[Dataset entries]
>>>>

PR #991, opened 2016-08-28
Added validation of attrs before saving to netCDF files

### LINKED ISSUE #911: KeyError on saving to NetCDF - due to objects in attrs?
I have an xarray.Dataset that I'm trying to save out to a NetCDF file. The dataset looks like this:

```python

Out[97]:
<xarray.Dataset>
Dimensions:  (x: 1240, y: 1162)
Coordinates:
  * x        (x) float64 -9.476e+05 -9.464e+05 -9.451e+05 -9.439e+05 ...
  * y        (y) float64 1.429e+06 1.428e+06 1.427e+06 1.426e+06 1.424e+06 ...
Data variables:
    data     (y, x) float32 nan nan nan nan nan nan nan nan nan nan nan nan ...
```

It has two attributes, both of which have a string key, and a value which is an object (in this case, instances of classes from the `rasterio` library).

```python
OrderedDict([('affine',
              Affine(1256.5430440955893, 0.0, -947639.6305106478,
       0.0, -1256.5430440955893, 1429277.8120091767)),
             ('crs', CRS({'init': 'epsg:27700'}))])
```

When I try to save out the NetCDF using this code:

```python
ds.to_netcdf('test.nc')
```

I get the following error:

```
<ipython-input-96-51e5ff396887> in <module>()
----> 1 ds.to_netcdf('blah3.nc')

/Users/robin/anaconda3/lib/python3.5/site-packages/xarray/core/dataset.py in to_netcdf(self, path, mode, format, group, engine, encoding)
    789         from ..backends.api import to_netcdf
    790         return to_netcdf(self, path, mode, format=format, group=group,
--> 791                          engine=engine, encoding=encoding)
    792 
    793     dump = utils.function_alias(to_netcdf, 'dump')

/Users/robin/anaconda3/lib/python3.5/site-packages/xarray/backends/api.py in to_netcdf(dataset, path, mode, format, group, engine, writer, encoding)
    354     store = store_cls(path, mode, format, group, writer)
    355     try:
--> 356         dataset.dump_to_store(store, sync=sync, encoding=encoding)
    357         if isinstance(path, BytesIO):
    358             return path.getvalue()

/Users/robin/anaconda3/lib/python3.5/site-packages/xarray/core/dataset.py in dump_to_store(self, store, encoder, sync, encoding)
    735             variables, attrs = encoder(variables, attrs)
    736 
--> 737         store.store(variables, attrs, check_encoding)
    738         if sync:
    739             store.sync()

/Users/robin/anaconda3/lib/python3.5/site-packages/xarray/backends/common.py in store(self, variables, attributes, check_encoding_set)
    226         cf_variables, cf_attrs = cf_encoder(variables, attributes)
    227         AbstractWritableDataStore.store(self, cf_variables, cf_attrs,
--> 228                                         check_encoding_set)

/Users/robin/anaconda3/lib/python3.5/site-packages/xarray/backends/common.py in store(self, variables, attributes, check_encoding_set)
    201                                 if not (k in neccesary_dims and
    202                                         is_trivial_index(v)))
--> 203         self.set_variables(variables, check_encoding_set)
    204 
    205     def set_attributes(self, attributes):

/Users/robin/anaconda3/lib/python3.5/site-packages/xarray/backends/common.py in set_variables(self, variables, check_encoding_set)
    211             name = _encode_variable_name(vn)
    212             check = vn in check_encoding_set
--> 213             target, source = self.prepare_variable(name, v, check)
    214             self.writer.add(source, target)
    215 

/Users/robin/anaconda3/lib/python3.5/site-packages/xarray/backends/netCDF4_.py in prepare_variable(self, name, variable, check_encoding)
    277             # set attributes one-by-one since netCDF4<1.0.10 can't handle
    278             # OrderedDict as the input to setncatts
--> 279             nc4_var.setncattr(k, v)
    280         return nc4_var, variable.data
    281 

netCDF4/_netCDF4.pyx in netCDF4._netCDF4.Variable.setncattr (netCDF4/_netCDF4.c:33460)()

netCDF4/_netCDF4.pyx in netCDF4._netCDF4._set_att (netCDF4/_netCDF4.c:6171)()

/Users/robin/anaconda3/lib/python3.5/collections/__init__.py in __getitem__(self, key)
    967         if hasattr(self.__class__, "__missing__"):
    968             return self.__class__.__missing__(self, key)
--> 969         raise KeyError(key)
    970     def __setitem__(self, key, item): self.data[key] = item
    971     def __delitem__(self, key): del self.data[key]

KeyError: 0
```

The error seems slightly strange to me, but it seems to be related to saving attributes. If I change the attributes to make all of the values strings (for example, using `ds['data'].attrs = {k: repr(v) for k, v in ds['data'].attrs.items()}`) then it saves out fine.

Is there a restriction on what sort of values can be stored in `attrs` and saved out to NetCDF? If so, should this be enforced somehow? It would be ideal if any object could be stored as an attr and saved out (eg. as a pickle) - but this may be difficult (for example, for multiple python versions, if using pickle).

Any thoughts?

robintw:
This allows us to give nice errors if users try to save a Dataset with
attr values that can't be written to a netCDF file.

Fixes #911.

I've added tests to `test_backends.py` as I can't see a better place to put them. I've also made the tests fairly extensive, but also used some helper functions to stop too much repetition. Please let me know if any of this doesn't fit within the xarray style.

### DIFF
--- a/xarray/backends/api.py
+++ b/xarray/backends/api.py
@@ -6,7 +6,6 @@ from distutils.version import StrictVersion
 from glob import glob
 from io import BytesIO
 from numbers import Number
-from collections.abc import Iterable
 
 import numpy as np
 
--- a/xarray/backends/api.py
+++ b/xarray/backends/api.py
@@ -94,30 +94,24 @@ def _validate_attrs(dataset):
                                  '1 or greater for serialization to netCDF '
                                  'files')
         else:
-            raise TypeError('Invalid name for attr: must be a string for '
-                            'serialization to netCDF files')
+            raise TypeError("Invalid name for attr: {} must be a string for "
+                            "serialization to netCDF files".format(name))
 
-        if not isinstance(value, basestring) and not isinstance(value, Number) and \
-           not isinstance(value, np.ndarray) and not isinstance(value, list) and \
-           not isinstance(value, tuple):
-                raise TypeError('Invalid value for attr: must be a number '
-                                'string, ndarray or a list/tuple of numbers/strings '
-                                'for serialization to netCDF files')
+        if not isinstance(value, (basestring, Number, np.ndarray, np.number,
+                                  list, tuple)):
+            raise TypeError('Invalid value for attr: {} must be a number '
+                            'string, ndarray or a list/tuple of numbers/strings '
+                            'for serialization to netCDF '
+                            'files'.format(value))
 
     # Check attrs on the dataset itself
     for k, v in dataset.attrs.items():
         check_attr(k, v)
 
     # Check attrs on each variable within the dataset
-    for var_name in dataset.data_vars:
+    for var_name in dataset.variables:
         for k, v in dataset[var_name].attrs.items():
             check_attr(k, v)
-
-    # Check attrs on each coord within the dataset
-    for coord_name in dataset.coords:
-        for k, v in dataset.coords[coord_name].attrs.items():
-            check_attr(k, v)
-
 
 def open_dataset(filename_or_obj, group=None, decode_cf=True,
                  mask_and_scale=True, decode_times=True,
--- a/xarray/backends/api.py
+++ b/xarray/backends/api.py
@@ -108,9 +108,10 @@ def _validate_attrs(dataset):
         check_attr(k, v)
 
     # Check attrs on each variable within the dataset
-    for var_name in dataset.variables:
-        for k, v in dataset[var_name].attrs.items():
+    for variable in dataset.variables.values():
+        for k, v in variable.attrs.items():
             check_attr(k, v)
+
 
 def open_dataset(filename_or_obj, group=None, decode_cf=True,
                  mask_and_scale=True, decode_times=True,
--- a/xarray/backends/api.py
+++ b/xarray/backends/api.py
@@ -5,6 +5,10 @@ import threading
 from distutils.version import StrictVersion
 from glob import glob
 from io import BytesIO
+from numbers import Number
+from collections.abc import Iterable
+
+import numpy as np
 
 from .. import backends, conventions
 from .common import ArrayWriter
@@ -77,6 +81,42 @@ def _validate_dataset_names(dataset):
 
     for k in dataset:
         check_name(k)
+
+
+def _validate_attrs(dataset):
+    """`attrs` must have a string key and a value which is either: a number
+    a string, an ndarray or a list/tuple of numbers/strings.
+    """
+    def check_attr(name, value):
+        if isinstance(name, basestring):
+            if not name:
+                raise ValueError('Invalid name for attr: string must be length '
+                                 '1 or greater for serialization to netCDF '
+                                 'files')
+        else:
+            raise TypeError('Invalid name for attr: must be a string for '
+                            'serialization to netCDF files')
+
+        if not isinstance(value, basestring) and not isinstance(value, Number) and \
+           not isinstance(value, np.ndarray) and not isinstance(value, list) and \
+           not isinstance(value, tuple):
+                raise TypeError('Invalid value for attr: must be a number '
+                                'string, ndarray or a list/tuple of numbers/strings '
+                                'for serialization to netCDF files')
+
+    # Check attrs on the dataset itself
+    for k, v in dataset.attrs.items():
+        check_attr(k, v)
+
+    # Check attrs on each variable within the dataset
+    for var_name in dataset.data_vars:
+        for k, v in dataset[var_name].attrs.items():
+            check_attr(k, v)
+
+    # Check attrs on each coord within the dataset
+    for coord_name in dataset.coords:
+        for k, v in dataset.coords[coord_name].attrs.items():
+            check_attr(k, v)
 
 
 def open_dataset(filename_or_obj, group=None, decode_cf=True,
@@ -335,8 +375,9 @@ def to_netcdf(dataset, path=None, mode='w', format=None, group=None,
     elif engine is None:
         engine = _get_default_engine(path)
 
-    # validate Dataset keys and DataArray names
+    # validate Dataset keys, DataArray names, and attr keys/values
     _validate_dataset_names(dataset)
+    _validate_attrs(dataset)
 
     try:
         store_cls = WRITEABLE_STORES[engine]
--- a/xarray/test/test_backends.py
+++ b/xarray/test/test_backends.py
@@ -1063,3 +1063,131 @@ class TestEncodingInvalid(TestCase):
                           {'least_sigificant_digit': 2})
         with self.assertRaisesRegexp(ValueError, 'unexpected encoding'):
             _extract_nc4_encoding(var, raise_on_invalid=True)
+
+
+class MiscObject:
+    pass
+
+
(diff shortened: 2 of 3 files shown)


xarray/backends/api.py
```diff
@@ -79,6 +83,42 @@ def check_name(name):
...
+                raise TypeError('Invalid value for attr: must be a number '
+                                'string, ndarray or a list/tuple of numbers/strings '
+                                'for serialization to netCDF files')
+
+    # Check attrs on the dataset itself
+    for k, v in dataset.attrs.items():
+        check_attr(k, v)
+
+    # Check attrs on each variable within the dataset
+    for var_name in dataset.data_vars:
```
shoyer: Use `dataset.variables`, which is a dict of [`xarray.Variable` objects](http://xarray.pydata.org/en/stable/internals.html#variable-objects)

xarray/backends/api.py
```diff
@@ -79,6 +83,42 @@ def check_name(name):
...
+        if isinstance(name, basestring):
+            if not name:
+                raise ValueError('Invalid name for attr: string must be length '
+                                 '1 or greater for serialization to netCDF '
+                                 'files')
+        else:
+            raise TypeError('Invalid name for attr: must be a string for '
+                            'serialization to netCDF files')
+
+        if not isinstance(value, basestring) and not isinstance(value, Number) and \
```
shoyer: Prefer parenthesis `()` to explicit backslashes `\`.

You can group isinstance checks, e.g., `isinstance(value, (basestring, Number, ..))`

Finally: `isinstance(numpy_value, Number)` only works on [NumPy 1.9 or later](https://github.com/numpy/numpy/issues/2951#issuecomment-38599552). Currently we still support NumPy 1.7 or newer. So you should check against `np.number` as well.

xarray/backends/api.py
```diff
@@ -79,6 +83,42 @@ def check_name(name):
...
+def _validate_attrs(dataset):
+    """`attrs` must have a string key and a value which is either: a number
+    a string, an ndarray or a list/tuple of numbers/strings.
+    """
+    def check_attr(name, value):
+        if isinstance(name, basestring):
+            if not name:
+                raise ValueError('Invalid name for attr: string must be length '
+                                 '1 or greater for serialization to netCDF '
+                                 'files')
```
shoyer: Prefer to print invalid values in error messages (it helps for debugging), e.g., 
```
raise ValueError('Invalid value: {}'.format(value))
```

xarray/test/test_backends.py
```diff
@@ -1063,3 +1063,131 @@ def test_extract_h5nc_encoding(self):
...
+
+class MiscObject:
+    pass
+
+
+class TestValidateAttrs(TestCase):
+
+    def test_invalid_attr_names(self):
+        ds = Dataset({'data': ('y', np.arange(10.0))})
+        self.assert_invalid_attr_names_for_obj(ds.attrs, ds)
```
shoyer: I would suggest moving this helper function inside this method -- that makes it easier to follow the logic of these tests.

xarray/test/test_backends.py
```diff
@@ -1063,3 +1063,131 @@ def test_extract_h5nc_encoding(self):
...
+
+        ds = Dataset({'data': ('y', np.arange(10.0))})
```
shoyer: Can we avoid repeating this line 9 times?

xarray/test/test_backends.py
```diff
@@ -1063,3 +1063,131 @@ def test_extract_h5nc_encoding(self):
...
+        self.assert_valid_attr_values_for_obj(ds.coords['y'].attrs, ds)
+
+    def assert_invalid_attr_names_for_obj(self, obj, ds):
+        # Helper function for `test_invalid_attr_names`
+        # In this function `obj` is an 'attrs' object (eg. ds.attrs or
+        # data.var.attrs, and `ds` is the dataset object
+
+        obj.clear()
+        obj[123] = 'test'
```
shoyer: I would suggest a slightly different design. Rather than using mutation/`obj.clear()`, use functions to setup brand new objects each time, e.g.,
```
def new_dataset():
    return Dataset({'data': ('y', np.arange(10.0))})

def new_dataset_and_dataset_attrs():
    ds = new_dataset()
    return ds, ds.attrs

def new_dataset_and_data_attrs():
    ds = new_dataset()
    return ds, ds.data.attrs
...

for new_dataset_and_attrs in [new_dataset_and_dataset_attrs, ....]:
    ds, attrs = new_dataset_and_attrs()
    attrs[123] = 'test'
    with self.assertRaisesRegexp(...):
        ...
```
This is a little safer, because using new objects means you can't forget to clean up old ones.

robintw:
Thanks, I'll deal with these modifications.

Also, I'm seeing errors from TravisCI saying `ValueError: cannot read or write netCDF files without netCDF4-python or scipy installed` - what do I need to do to make sure these tests work on Travis? (They pass fine on my local machine)

shoyer:
Take a look at the other netcdf tests -- they all use a decorator like
@requires_netCDF4, either on the class or the method. That ensures they are
skipped if required libraries for the functionality are not installed.

robintw:
I think I've dealt with all of these.

Refactoring the tests has made them a bit cleaner and safer due to not using mutation - however I still have quite a few repeated lines of code. I've also combined them all into one test with lots of asserts - as otherwise I couldn't keep the helper functions within the test without repeating them loads of times.

Does anything need adding to the docs for this? I'm assuming not as it's just making the code do more checking, it's not adding a feature as such?

robintw:
The Travis builds seem to have all passed except for `py27-cdat+pynio` which has failed with a conda error that seems to be unrelated to these changes (`Error: HTTPError: 403 Client Error: Forbidden for url`)

xarray/backends/api.py
```diff
@@ -79,6 +82,36 @@ def check_name(name):
...
+                            'string, ndarray or a list/tuple of numbers/strings '
+                            'for serialization to netCDF '
+                            'files'.format(value))
+
+    # Check attrs on the dataset itself
+    for k, v in dataset.attrs.items():
+        check_attr(k, v)
+
+    # Check attrs on each variable within the dataset
+    for var_name in dataset.variables:
```
shoyer: `dataset.variables` is a dictionary. So you can write:
```
for variable in dataset.variables.values():
    for k, v in variable.attrs.items():
        check_attr(k, v)
```

xarray/test/test_backends.py
```diff
@@ -1063,3 +1063,110 @@ def test_extract_h5nc_encoding(self):
...
+                ds.to_netcdf('test.nc')
+
+            # This one should work
+            ds, attrs = new_dataset_and_attrs()
+            attrs['test'] = 'test'
+            with create_tmp_file() as tmp_file:
+                ds.to_netcdf(tmp_file)
+
+
+
```
shoyer: lots of extra whitespace here

shoyer:
This is almost there now.

I agree that we don't need to update the docs, but please do make note of it in "What's New".

shoyer:
thanks!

<<<<

Task instructions: Look through the entries above, and wherever a line holds the word "numpy", copy it.

Your solution:
 import numpy as np
+import numpy as np
Finally: `isinstance(numpy_value, Number)` only works on [NumPy 1.9 or later](https://github.com/numpy/numpy/issues/2951#issuecomment-38599552). Currently we still support NumPy 1.7 or newer. So you should check against `np.number` as well.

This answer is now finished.